=== What is required ===
Only the lines that include "following" should be copied from the data below.
- Opening Delimiter -
PR #692, opened 2022-10-24
Correction of "position_delta"

mrchaos:
In case of poistion from (2,1) to (4,4), correct delta is (2,3) 
But current `position_delta` result is (2,2)
So I have correct the `position_delta`

### DIFF
--- a/src/submodules/pathfinding/astar_continuous.jl
+++ b/src/submodules/pathfinding/astar_continuous.jl
@@ -2,9 +2,12 @@ to_discrete_position(pos, pathfinder) =
     floor.(Int, pos ./ pathfinder.dims .* size(pathfinder.walkmap)) .+ 1
 to_continuous_position(pos, pathfinder) =
     pos ./ size(pathfinder.walkmap) .* pathfinder.dims .-
-    pathfinder.dims ./ size(pathfinder.walkmap) ./ 2.
-sqr_distance(from, to, pathfinder::AStar{D,true}) where {D} =
-    sum(min.(abs.(from .- to), pathfinder.dims .- abs.(from .- to)) .^ 2)
+    pathfinder.dims ./ size(pathfinder.walkmap) ./ 2.    
+function sqr_distance(from, to, pathfinder::AStar{D,true}) where {D} 
+    Δ = abs.(to .- from)
+    Δ= any(Δ .> pathfinder.dims) ? Δ .% pathfinder.dims : Δ
+    return sum(Δ .^ 2)
+end
 sqr_distance(from, to, pathfinder::AStar{D,false}) where {D} =
     sum((from .- to) .^ 2)
 
--- a/src/submodules/pathfinding/astar_continuous.jl
+++ b/src/submodules/pathfinding/astar_continuous.jl
@@ -5,7 +5,7 @@ to_continuous_position(pos, pathfinder) =
     pathfinder.dims ./ size(pathfinder.walkmap) ./ 2.    
 function sqr_distance(from, to, pathfinder::AStar{D,true}) where {D} 
     Δ = abs.(to .- from)
-    Δ= any(Δ .> pathfinder.dims) ? Δ .% pathfinder.dims : Δ
+    Δ = any(Δ .> pathfinder.dims) ? Δ .% pathfinder.dims : Δ
     return sum(Δ .^ 2)
 end
 sqr_distance(from, to, pathfinder::AStar{D,false}) where {D} =
--- a/src/submodules/pathfinding/pathfinding_utils.jl
+++ b/src/submodules/pathfinding/pathfinding_utils.jl
@@ -5,10 +5,7 @@ periodicity of `pathfinder`.
 """
 function position_delta(pathfinder::GridPathfinder{D,true}, from::Dims{D}, to::Dims{D}) where {D} 
     Δ = abs.(to .- from)
-    walkmap_size = size(pathfinder.walkmap)
-    if any(Δ .> walkmap_size)
-        Δ = Δ .% walkmap_size
-    end
+    Δ = any(Δ .> pathfinder.dims) ? Δ .% pathfinder.dims : Δ    
     return Δ
 end
 
--- a/src/submodules/pathfinding/pathfinding_utils.jl
+++ b/src/submodules/pathfinding/pathfinding_utils.jl
@@ -3,8 +3,14 @@
 Returns the absolute difference in coordinates between `from` and `to` taking into account
 periodicity of `pathfinder`.
 """
-position_delta(pathfinder::GridPathfinder{D,true}, from::Dims{D}, to::Dims{D}) where {D} =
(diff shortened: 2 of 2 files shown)


Datseris:
All tests fail here.

AayushSabharwal:
I'll check the code in a while, but this statement is wrong:
> In case of poistion from (2,1) to (4,4), correct delta is (2,3)
> But current position_delta result is (2,2)
So I have correct the position_delta

Assuming you mean a grid of size (5,5), the delta is (2,2): move 2 down, and 2 left (wrap around the left edge)

AayushSabharwal:
So the only change is `position_delta`? It seems like you reverted your own wolf-sheep change

Datseris:
Yeah something tells me the currect code is correct and the PR code is wrong :/

mrchaos:
position_delta(pathfinder::GridPathfinder{D,true}, from::Dims{D}, to::Dims{D}) where {D} =
    min.(abs.(to .- from), size(pathfinder.walkmap) .- abs.(to .- from))
    
 D = 2
 size(pathfinder.walkmap) = (5,5)
 from = (1,4)
 to = (5,5)
 
 `min.(abs.(to .- from), size(pathfinder.walkmap) .- abs.(to .- from)) = (1,1) `
 
 Is (1,1) right ?

AayushSabharwal:
> Is (1,1) right ?

Yes, 1 up 1 right

> I think the answer is (4,1), is this wrong?

Please note that the grid is periodic (at least, you're quoting the method for a periodic grid). This means opposite edges are adjacent, so going up from (1,4) lands you in (5,4). The answer would be (4,1) if the grid were not periodic.

> If from=(1,4), to=(7,7) then current position_delta = (-1,2) , is right ?

I'm not sure what you mean. (7,7) is outside a grid of size (5,5). And `position_delta` documents that it returns the *absolute* distance, which means that the returned value cannot have a negative component.

mrchaos:
When the grid size is (5,5), when going from (1,1) to (3,4), the position_delta should return the same value whether periodic or not because both (1,1) and (3,4) are within the grid size. .
But the current position_delta is wrong because it is yielding different values.

And if the grid is periodic, if coordinates that exceed the grid size are input, clipping should be done to calculate the correct coordinate values, but now the wrong values ​​are calculated.
By default, periodic coordinates use a modulus calculation, but no such calculation is shown anywhere.

If you look at the code below, you can see that the output is different.

  from = (1,1)
  to = (3,4)
  
  pathfinder = AStar(GridSpace((5, 5)))  
  @show position_delta(pathfinder,from,to)
  ==> (2,2)
  
  pathfinder = AStar(GridSpace((5, 5);periodic=false))
  @show position_delta(pathfinder,from,to)
  ==> (2,3)

mrchaos:
If you look at the aster_test.jl file, there is the following test code.
@test a.pos == (1, 3)
@test plan_best_route!(a, [(5, 1), (1, 1), (3, 3)], model.pf) == (5, 1)
What do you think of the test code result above?
The condition parameter of plan_best_route! is :shortest by default, how can the result be (5,1)?

In this case, if delta_position is the same as the current one, the above incorrect result is produced.

mrchaos:
> > Is (1,1) right ?
> 
> Yes, 1 up 1 right
> 
> > I think the answer is (4,1), is this wrong?
> 
> Please note that the grid is periodic (at least, you're quoting the method for a periodic grid). This means opposite edges are adjacent, so going up from (1,4) lands you in (5,4). The answer would be (4,1) if the grid were not periodic.
> 
> > If from=(1,4), to=(7,7) then current position_delta = (-1,2) , is right ?
> 
> I'm not sure what you mean. (7,7) is outside a grid of size (5,5). And `position_delta` documents that it returns the _absolute_ distance, which means that the returned value cannot have a negative component.

실제 소스코드를 확인하고 실행해봐라 그러면 음수 값이 나올 것이다.
periodic인 이유는 입력값이 grid size를 넘어가도 grid size안으로 들어 올수 있게 하기 위한 것이다. 그런데  grid size에 안들어 오는 값을 산출한다는것은 틀린것 이다.

Datseris:
offtopic, but in the future @mrchaos please use backticks ` to format code, it makes your comments much easier to read.

Multiple lines use three backticks, inline uses one.

AayushSabharwal:
> When the grid size is (5,5), when going from (1,1) to (3,4), the position_delta should return the same value whether periodic or not because both (1,1) and (3,4) are within the grid size

> And if the grid is periodic, if coordinates that exceed the grid size are input, clipping should be done to calculate the correct coordinate values, but now the wrong values ​​are calculated.

`position_delta` is only designed to work with valid coordinates inside the grid. Periodicity does not care about whether input coordinates are inside the grid, and a periodic grid does not mean that it accepts coordinates outside the grid. Periodicity means that the agent is free to move toward one edge of the grid and appear on the opposite edge, which modifies how distances are calculated. (1, 1) and (1, 5) are adjacent in a periodic grid of size (5, 5), whereas normally they wouldn't be. `position_delta` is designed to calculate absolute distances between coordinates while taking this into account.

Since `position_delta` is not part of the public API, there is not a question of what it "should" do. It does what is necessary to be useful where it is used internally. It is not intended to be used directly, and is not guaranteed to work for all inputs: just the inputs it is expected to receive internally. It is documented to make internal code easier to understand. If you think the docstring is misleading as to what it does, you are more than welcome to suggest changes.

> If you look at the aster_test.jl file, there is the following test code.
> ```
> @test a.pos == (1, 3)
> @test plan_best_route!(a, [(5, 1), (1, 1), (3, 3)], model.pf) == (5, 1)
> ```
> What do you think of the test code result above?
> The condition parameter of plan_best_route! is :shortest by default, how can the result be (5,1)?

`plan_best_route!` with `:shortest` takes the path with the lowest number of edges. In other words, the path where the agent moves to an adjacent cell the fewest number of times. In a periodic grid, all the targets in the test have a path length of 2, so `(5, 1)` is picked since it is the first one in the input vector. I can see that this may not be clear from the docstring, and is certainly a welcome addition.

I hope I've addressed your concerns adequately. If you have any more questions, I'd be happy to answer them.

mrchaos:
```
@test a.pos == (1, 3)
@test plan_best_route!(a, [(4,4), (5, 1), (1, 1), (3, 3)], model.pf) == (5, 1)
```
When (4,4) is added to the test code above, `plan_best_route!` answers (4,4) as the shortest path, not (1,1), (5,1), or (3,3). This means that `plan_best_route!` is producing the wrong result.
Please review the `plan_best_route!` code in detail. 
Correctly modifying the `position_delta` code will give you the correct answer.

AayushSabharwal:
(1, 3) -> (5, 4) -> (4, 4)

(4, 4) is also two steps away, so the code is working as intended.

mrchaos:
You are right.

But I wish it was more intuitive. When I set the grid size to (10,10), I confirmed that your code works well.
It would be better if periodic and non-periodic could give the same result when the agent's coordinates are in the grid range. In the meantime, thanks for your kind reply.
- Closing Delimiter -
=== Solution to the problem ===
If you look at the aster_test.jl file, there is the following test code.
> If you look at the aster_test.jl file, there is the following test code.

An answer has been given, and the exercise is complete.